Ninou (which means “cuddle” in French) has all the charms of a Parisian boulangerie, without being pretentious.

“When I moved to Australia what I missed the most about France was the boulangerie. So Ninou is about re-creating the taste of home,” says co-owner Sabine Bourdin. “It’s quite personal,” she says, pointing to a tart with strawberries in the cabinet. “This is the cake that I would share with my family every year for my birthday in France”.
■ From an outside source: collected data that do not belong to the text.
PR #469, opened 2026-07-07
Consistency groups

WanzenBug:
Adds support for consistency groups: PVCs that share the linstor.csi.linbit.com/consistency-group label are placed as separate volume numbers of a single LINSTOR resource. That makes a VolumeGroupSnapshot
  across them one crash-consistent snapshot — e.g. all disks of a KubeVirt VM — and restore is the mirror: each member reclaims the volume number recorded in its snapshot.

  Gated behind --enable-consistency-groups. Volumes without the label behave exactly as before.


WanzenBug:
@rck This is a rather large change. I am still working on the final commits, I'm not quite happy with some of the code, but everything up to (and including) the "[feat: enumerate consistency-group members on list](https://github.com/piraeusdatastore/linstor-csi/pull/469/changes/982f392bebdb199aa7bc72acc9fcbc566522b8ab)" commit should be pretty much good to go. 

I'll ping you once the other commits are ready.

Makefile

Ninou is open and inviting, with friendly staff and an elegant fit-out by Parisian interior designer Meredith Frichet. The bakery and kitchen space is open – patissiers work around a large square island table. “It was important to us to have the craft of our patissiers and bakers on display,” Bourdin says. “We wanted it to feel open and to show the authenticity of the process, plus it’s pretty fascinating to watch them work.”

Baguettes sit in rectangular metal drums and chouquettes (choux pastry sprinkled with pearl sugar and sweet fillings) are piled in a basket by the register. The flour is imported from France, which, due to different milling techniques and the protein (or gluten) content, makes an enormous difference to the flavour of the dough – the baguettes here actually taste like real French bread.

Stacks of baguette sandwiches with generous fillings, including Emmental cheese, cured ham and all the good savoury condiments you’d expect, make easy lunch options. If you’re famished try the ficelle (thin baguette) baked with bacon and mozzarella.

The real attraction of Ninou is the pastries: plump raspberries sandwiched between pistachio macarons; lime panna cotta tarts; and a crème brûlée orange. The standout in the cabinet is the signature Ninou cake with layers of single-origin dark-chocolate mousse, salted-caramel cremeux, almond dacquoise and caramel butter.